Now we can actually tackle the exercise. Since $A$ and $R$ are in $NL$, there must be some non-determistic Turing machines $T_A, T_B$ that decide $A$ and $B$, respectively, and use space $O(\log n)$.

Given a language $L \in C[A,R]$, we can show that $L \in \mathsf{PSPACE}$ by providing a Turing machine $T^*$ that takes an input $x$ and decides whether $x \in L$ using at most polynomial amount of space.

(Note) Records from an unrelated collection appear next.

PR #2727, opened 2017-07-10
Show Docker logs again in functional tests

kumar303:
Fixes https://github.com/mozilla/addons-frontend/issues/2704


kumar303:
Even though the tests mysteriously fixed themselves, I researched this and could see some legitimate causes for failure. It sucks to replace one line of piped bash commands with 200 lines of JS but I think it helps buy us many things:

* The UI tests should be faster now since they no longer sleep for a minute at startup
* The UI tests should be more reliable -- sleeping for a minute might not have been enough when Travis was really busy
* I think some of the missing command failure output will be solved now
* You can now run the UI tests locally (this wasn't so easy before on Mac OS X)
* Docker gets a compatible log driver by default which is my theory for what was causing the failure (without this fix we were at the mercy of system defaults which could vary between Travis machines)

bin/start-func-test-server.js
```diff
@@ -0,0 +1,191 @@
...
+const path = require('path');
+const childProcess = require('child_process');
+
+const root = path.join(__dirname, '..');
+console.log(`Working directory: ${root}`);
+const containerIdFile = path.join(root, 'docker-container-id.txt');
+
+// TODO: make these configurable when we need to start
+// servers for multiple apps.
+const appInstance = 'disco';
```
tofumatt: Using `process.env.NODE_APP_INSTANCE` would be a pretty easy fix here I think and buy us most of that. I think it's already passed to the tests on travis... if not you could easily add it to the env vars.

bin/start-func-test-server.js
```diff
@@ -0,0 +1,191 @@
...
+
+function exec(cmd, argParts, { quiet = false } = {}) {
+  const cmdString = `${cmd} ${argParts.join(' ')}`;
+  if (!quiet) {
+    logDivider('BEGIN exec');
+    console.log(`Exec: ${cmdString}`);
+  }
+  return new Promise((resolve, reject) => {
+    childProcess.exec(cmdString, { cwd: root }, (error, stdout, stderr) => {
+      let gotOutput = false;
```
tofumatt: Personally I found `gotOutput` a bit of an odd variable name to grok at first. Maybe `receivedOutput` would be better?

bin/start-func-test-server.js
kumar303: Heh, I thought so too but passing env vars to commands in [.travis.yml](https://github.com/kumar303/addons-frontend/blob/4eea1340c0ec9d3e398c47aded50a2e32367d741/.travis.yml#L30) is not straight forward. I think it's best to deal with it later. I think we may have to create an `amo` and a `disco` `package.json` script.

tofumatt: Ah okay, no problem.

PR #842, opened 2019-05-17
Fix rollout distribution bar style in UI

StefanKlt:
The progress bars in the rollouts view were not coloured correctly due to a bug in the generation of their html class

Signed-off-by: Stefan Klotz <stefan.klotz@bosch-si.com>


schabdo:
@hawkbit-bot verify please

PR #854, opened 2019-06-19
Feature enable cors

bogdan-bondar:
* Enabled cors in security configuration, added corresponding properties
* Added test for cors validation


hawkbit-security-core/src/main/java/org/eclipse/hawkbit/security/HawkbitSecurityProperties.java
```diff
@@ -68,6 +73,69 @@ public Clients getClients() {
...
+
+        public void setEnabled(final boolean enabled) {
+            this.enabled = enabled;
+        }
+
+        public List<String> getAllowedOrigins() {
+            return allowedOrigins;
+        }
+
+        public void setAllowedOrigins(List<String> allowedOrigins) {
```
dobleralex: add final

PR #861, opened 2019-07-08
Use FilterParanms instead if single method parameters

vigier:
Center logic distributed in different places in the FilterParam-class
Avoid use of `null`

Signed-off-by: Peter Vigier <Peter.Vigier@bosch-si.com>

### DIFF
--- a/hawkbit-ui/src/main/java/org/eclipse/hawkbit/ui/management/targettable/TargetBeanQuery.java
+++ b/hawkbit-ui/src/main/java/org/eclipse/hawkbit/ui/management/targettable/TargetBeanQuery.java
@@ -31,7 +31,6 @@ import org.springframework.data.domain.PageRequest;
 import org.springframework.data.domain.Slice;
 import org.springframework.data.domain.Sort;
 import org.springframework.data.domain.Sort.Direction;
-import org.springframework.util.CollectionUtils;
 import org.springframework.util.StringUtils;
 import org.vaadin.addons.lazyquerycontainer.AbstractBeanQuery;
 import org.vaadin.addons.lazyquerycontainer.QueryDefinition;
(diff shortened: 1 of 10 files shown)


schabdo:
@hawkbit-bot verify please

hawkbit-ui/src/main/java/org/eclipse/hawkbit/ui/management/targettable/TargetBeanQuery.java
```diff
@@ -76,16 +71,20 @@ public TargetBeanQuery(final QueryDefinition definition, final Map<String, Objec
...
-            noTagClicked = (Boolean) queryConfig.get(SPUIDefinitions.FILTER_BY_NO_TAG);
-            distributionId = (Long) queryConfig.get(SPUIDefinitions.FILTER_BY_DISTRIBUTION);
-            searchText = (String) queryConfig.get(SPUIDefinitions.FILTER_BY_TEXT);
-            targetFilterQueryId = (Long) queryConfig.get(SPUIDefinitions.FILTER_BY_TARGET_FILTER_QUERY);
+            String searchText = (String) queryConfig.get(SPUIDefinitions.FILTER_BY_TEXT);
             if (!StringUtils.isEmpty(searchText)) {
                 searchText = String.format("%%%s%%", searchText);
             }
+
+            filter = new FilterParams(
```
schabdo: Potential NPE in case `queryConfig` is null or empty => `filter` will be null. I think before this couldn't happen due to null-checks on primitive types. I'd suggest do set an empty filter in `case queryConfig` is null or empty.

schabdo:
I'm afraid the current changes broke at least the target filter element box on "Deployment Management" view - no filtering is possible anymore.

PR #867, opened 2019-07-17
fixed typos in server error codes and messages

singrob:
Fixed typos in Server-Error codes and messages. 

### DIFF
--- a/hawkbit-core/src/main/java/org/eclipse/hawkbit/exception/SpServerError.java
+++ b/hawkbit-core/src/main/java/org/eclipse/hawkbit/exception/SpServerError.java
@@ -22,7 +22,7 @@ public enum SpServerError {
     /**
     *
     */
-    SP_REPO_ENTITY_ALREADY_EXISTS("hawkbit.server.error.repo.entityAlreadyExists",
+    SP_REPO_ENTITY_ALREADY_EXISTS("hawkbit.server.error.repo.entitiyAlreayExists",
             "The given entity already exists in database"),
 
     /**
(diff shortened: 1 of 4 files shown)


hawkbit-core/src/main/java/org/eclipse/hawkbit/exception/SpServerError.java
```diff
@@ -17,12 +17,12 @@
...
     *
     */
-    SP_REPO_GENERIC_ERROR("hawkbit.server.error.repo.genericError", "unknown error occured"),
+    SP_REPO_GENERIC_ERROR("hawkbit.server.error.repo.genericError", "unknown error occurred"),
 
     /**
     *
     */
-    SP_REPO_ENTITY_ALRREADY_EXISTS("hawkbit.server.error.repo.entitiyAlreayExists",
+    SP_REPO_ENTITY_ALREADY_EXISTS("hawkbit.server.error.repo.entityAlreadyExists",
```
schabdo: I would really love to fix this ugly typos in the message keys, but I'm afraid this is part of the API exposed to all clients out there in the wild. I can't tell who is relying on this specific error code shipped within a REST response. So better leave the key as it is. However fixing message text is highly appreciated!

schabdo: Just to be on same page: `hawkbit.server.error.repo.entityAlreadyExists` is the message key. The rest is totally fine to fix.

singrob: Got it, will update the PR

schabdo: Awesome, thanks a lot!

The Turing machine $T^*$ first computes the number of steps $p(|x|)$ taken by $N(x)$ (we can simply simulate one computation path of $N(x)$). Then $T^*$ simulates two parallel execution of $T_A$ and $T_B$ on the string $y=N(x)$. Since we cannot explicitly generate $y$ (which has length $2^{p(n)}$), we also "simulate" the views that $T_A$ and $T_B$ have over the contents of their tape. Whenever $T_A$ or $T_B$ want to write to a location $\ell$ of their simulated tape, we store the index $\ell$ and the written symbol (possibly replacing the previous symbol stored in $\ell$) in the tape of $T^*$. Whenever $T_A$ or $T_B$ want to read a location $\ell$ of their simulated tape, we first check if $\ell$ was previously written to. If that's the case we answer with the symbol we previously stored. If $\ell$ was never written to, then either we return the blank tape symbol (if $\ell > 2^{p(n)}$) or we return the $\ell$-th symbol of $y$ (when $\ell \le 2^{p(n)}$). To compute the $\ell$-th symbol of $y$ we can simply simulate the $\ell$-th computaton path of $N(x)$.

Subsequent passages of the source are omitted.